PR #755, opened 2020-05-29
Add support for inlining stories in docs

tylersticka:
## Overview

[Storybook Docs](https://github.com/storybookjs/storybook/tree/master/addons/docs) support two methods of rendering stories:

- Within an iframe.
- Inline within the document.

Both have pros and cons. With an iframe, media queries will behave as expected, and state changes will be nicely sandboxed (no conflicts between `id` attributes, for example). But inlined components render much faster and don't need a `height` defined.

Prior to this PR, only the iframe option was available to us. This is because Storybook's HTML preset does not ship with [the necessary `prepareForInline` function](https://github.com/storybookjs/storybook/blob/v5.3.19/addons/docs/docs/docspage.md#inline-stories-vs-iframe-stories), which converts a story function to a React component that Storybook will understand how to render.

On a lark, I tried writing my own `prepareForInline` function using [the html-to-react package](https://github.com/aknuds1/html-to-react). To my surprise, it seemed to work without much finagling.

The majority of our stories seem to be a good fit for inlining, so I made that the new default. I then went through our existing stories to remove unnecessary `height` attributes and to opt _out_ of inlining for those few that benefited from sandboxing.

### TL;DR

- We can now inline stories.
- Stories are inline by default.
- Individual stories can opt out of inlining by setting `inline` to `false`.
- Entire docs pages can opt out of inlining by setting the `docs.inlineStories` parameter to `false`.

## Testing

Compare [deploy preview](https://deploy-preview-755--cloudfour-patterns.netlify.app/) to [v-next](https://v-next--cloudfour-patterns.netlify.app/?path=/story/getting-started--page). Inlined stories should render faster, have automatic heights, and should not introduce regressions.


calebeby:
@tylersticka This is great! Could you add comments on the individual stories which are opted out of `inline`, describing why they benefit from having the iframe?

tylersticka:
@calebeby Done!

PR #788, opened 2020-06-10
Add Theo support to Rollup configuration

### LINKED ISSUE #787: Figure out how to consume design tokens in client-side JS
Related to: #718 

This issue was briefly discussed [in Slack](https://cloudfour.slack.com/archives/C04AEEVK2/p1591735057108500) in connection with implementing different behavior for the Sky Nav at different breakpoints... 

**Background**
Our design tokens live in centralized yaml files that are consumed by The Patterns. At the time of writing this, we are importing them into `scss` files. But we do not (yet) reference them directly in client-facing JavaScripts.

The tool we are currently using for abstracting tokens is [Theo](https://github.com/salesforce-ux/theo). However, Tyler expressed interest in this alternative as well: https://amzn.github.io/style-dictionary/#/

**Def of Done**
- [ ] Ability to reference a design token variable in a client-facing JavaScript file
-  ~a solution for how to _use_ `em` values in a JavascriptContext*~

\* This may be trickier than it sounds, because we're currently using fluid font sizes that scale up/down proportionally to the viewport width. So it's not as simple as multiplying by the font-size (integer) of the relevant breakpoint

tylersticka:
## Overview

Adds support for importing tokens from Theo configuration files in YAML format. (There is [a Rollup plugin for Theo](https://www.npmjs.com/package/rollup-plugin-theo), but it appears to only transform to CSS.)

Tokens use [the `module.js` format](https://github.com/salesforce-ux/theo#modulejs), which converts tokens into ES exports.

So given a token file like this:

```yaml
aliases:
  black_transparent_85: 'rgba(0, 0, 0, 0.85)'
props:
  - name: text_dark
    value: '{!black_transparent_85}'
    category: text-color
    comment: Accessible on white and lightest gray.
```

And JavaScript source like this:

```js
import * as colors from 'path/to/design-tokens/colors.yml';

console.log(colors.textDark);
```

The compiled JavaScript will look like this:

```js
/* Accessible on white and lightest gray. */
const textDark = "rgba(0, 0, 0, 0.85)";

console.log(textDark);
```

This also adds usage examples in JavaScript to the design token pages.

## Screenshots

Screen Shot 2020-06-10 at 12 11 35 PM

## Testing

1. Check out branch locally.
1. Attempt to import a design token of your choosing using one of those documented in Storybook. (To avoid having to create a new file, try adding it to the Elastic Textarea script.)
1. Run `npm run build`
1. See if the token made it to `dist/cloudfour-patterns.js`.

---

- Resolves #787

### DIFF
--- a/.eslintrc.json
+++ b/.eslintrc.json
@@ -33,6 +33,7 @@
       "rules": {
         "@typescript-eslint/explicit-module-boundary-types": "off", // inference is usually useful, even for module boundaries
         "@typescript-eslint/no-unused-vars": "off", // TypeScript itself checks this via the "noUnusedLocals"/"noUnusedParameters" options
+        "@typescript-eslint/no-unsafe-member-access": "off", // Makes importing from Theo token files troublesome
         "@typescript-eslint/ban-ts-comment": [
           "error",
           { "ts-expect-error": false }
--- a/.theo/formats/stories.mdx.js
+++ b/.theo/formats/stories.mdx.js
@@ -1,4 +1,5 @@
 const groupBy = require('lodash/groupBy');
+const camelCase = require('lodash/camelCase');
 const kebabCase = require('lodash/kebabCase');
 const startCase = require('lodash/startCase');
 const { basename, extname } = require('path');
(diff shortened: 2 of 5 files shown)


tylersticka:
@calebeby Looking at this again, I think I can generate modules and declarations pretty easily. Trying it out instead. Might be nicer to use overall.

tylersticka:
This is no longer necessary now that #790 has been merged.

PR #790, opened 2020-06-11
Generate JavaScript tokens

### LINKED ISSUE #787: Figure out how to consume design tokens in client-side JS

tylersticka:
## Overview

This is an alternative approach to #788. Instead of exposing Theo tokens directly via Rollup, the tokens are preprocessed and JavaScript versions are generated.

The drawback to this approach are that the import paths are a little longer and recompiling token changes is a bit slower.

But there are a few benefits:

1. It appears to play nicely with TypeScript, and does not seem to require any separate declaration files or additions to our existing `types.ds` file.
1. It allows you to `import` values directly instead of as a glob.
1. In the future, this may invalidate our need for the Theo Webpack loader, which would further simplify our configuration.

## Screenshots

Screen Shot 2020-06-11 at 1 48 48 PM

## Testing

1. Check out branch locally.
1. Attempt to import a design token of your choosing using one of those documented in Storybook. (To avoid having to create a new file, try adding it to the Elastic Textarea script.)
1. Run `npm run build`
1. See if the token made it to `dist/cloudfour-patterns.js`.
1. Run `npm run lint` and `npm run type` to make sure there are no errors after that change was made.

---

- Resolves #787

/CC @calebeby


.theo/formats/stories.mdx.js
```diff
@@ -141,8 +146,14 @@ import { Meta, ColorPalette, ColorItem } from '@storybook/addon-docs/blocks';
 # ${title}
 
 \`\`\`scss
-@use 'path/to/${filename}';
-$example: ${slug}.$${kebabCase(props[0].name)}; // => ${props[0].value}
+@use 'path/to/design-tokens/${filename}';
```
spaceninja, line 149: I found the `path/to/design-tokens` bit confusing. Could we either change this to `../../design-tokens` which will be the case for most components, or add a bit of documentation explaining that this is the path to the generated design tokens file relative to the file you're editing?

tylersticka:
@cloudfour/dev @calebeby My heart sank as I added `preprocess` to our build script and encountered a new error:

```
error TS5055: Cannot write file '/Users/tylersticka/Repos/cloudfour.com-patterns/src/design-tokens/generated/colors.js' because it would overwrite input file.
```

I tried following the recommendations [in this Stack Overflow thread](https://stackoverflow.com/questions/40460790/getting-a-storm-of-error-ts5055-messages-on-every-typescript-compile-in-vs), but they don't seem to work.

I'm beyond frustrated. So far, 100% of my experience with TypeScript has been resolving unhelpful errors. I don't know what else to try.

.theo/formats/stories.mdx.js
tylersticka: Good idea 👍

calebeby:
This looks like it is an error coming from `dts-bundle-generator`, if `npm run type` passes but the gulp buildScripts fails.

If that is the case, then I think we should find an alternative to `dts-bundle-generator`, since it has been causing a lot of problems

spaceninja:
@calebeby as a way to keep Tyler moving forward with this PR, could we temporarily comment out the `buildTypes` command?

If not, is there something we could do to help Tyler get this unblocked? I'm unfamiliar with what `dts-bundle-generator` is doing, so I'm not confident in finding a replacement.

Basically, I think we need to prioritize getting this PR unblocked. Whether that means we fix the root problem, or add a short-term workaround and file an issue to fix the problem the right way.

calebeby:
Since we have continuous publishing to npm, I think we should not merge this PR to v-next with buildTypes commented out, because that means that a release could be triggered to npm with types missing, which should be a breaking change.

@tylersticka If you want I can make the changes in another PR today to switch out dts-bundle-generator

tylersticka:
@calebeby That would be great! Thank you for your help.

tylersticka:
Feedback addressed and updated with @calebeby's TypeScript improvements. _Appears_ to work on my end once testing steps are followed.

Issue #1473, opened 2021-08-10
Full-page prototypes should be simpler to initialize with working header/footer


AriannaChau:
While prototyping several pages and including the Sky Nav, I thought I had an issue with the Menu not collapsing on small screens, see here:
<img width="501" alt="Screen Shot 2021-08-10 at 1 36 18 PM" src="https://user-images.githubusercontent.com/24928337/128931427-0068058d-e82a-4759-8871-ab527712e33c.png">

It turns out you need to use JavaScript to initialize the Sky Nac to make it work as intended. I think there's room for improvement in making this implementation easier.

PR #1503, opened 2021-08-25
Initialize sky nav JS for all prototypes that use the sky nav

calebeby:
## Overview

Closes https://github.com/cloudfour/cloudfour.com-patterns/issues/1473

I made a custom hook `useSkyNav` that initializes the sky nav. In prototypes that have the sky nav, the hook needs to be called:

```js
export const SomePrototypeStory = () => {
  useSkyNav()
  return someTwigFile()
}
```

## Testing

Make sure that all the prototypes that use the sky nav initialize the JS correctly for small screens

### DIFF
--- a/package-lock.json
+++ b/package-lock.json
@@ -1,12 +1,12 @@
 {
   "name": "@cloudfour/patterns",
-  "version": "3.1.1",
+  "version": "4.1.0",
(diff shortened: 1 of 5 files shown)


tylersticka (approved):
Nice and simple! Works great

------

Your assignment: Up to and including the line with "Prior to this", transcribe the entries above exactly, starting from their first line.

Completed task:
PR #755, opened 2020-05-29
Add support for inlining stories in docs

tylersticka:
## Overview

[Storybook Docs](https://github.com/storybookjs/storybook/tree/master/addons/docs) support two methods of rendering stories:

- Within an iframe.
- Inline within the document.

Both have pros and cons. With an iframe, media queries will behave as expected, and state changes will be nicely sandboxed (no conflicts between `id` attributes, for example). But inlined components render much faster and don't need a `height` defined.

Prior to this PR, only the iframe option was available to us. This is because Storybook's HTML preset does not ship with [the necessary `prepareForInline` function](https://github.com/storybookjs/storybook/blob/v5.3.19/addons/docs/docs/docspage.md#inline-stories-vs-iframe-stories), which converts a story function to a React component that Storybook will understand how to render.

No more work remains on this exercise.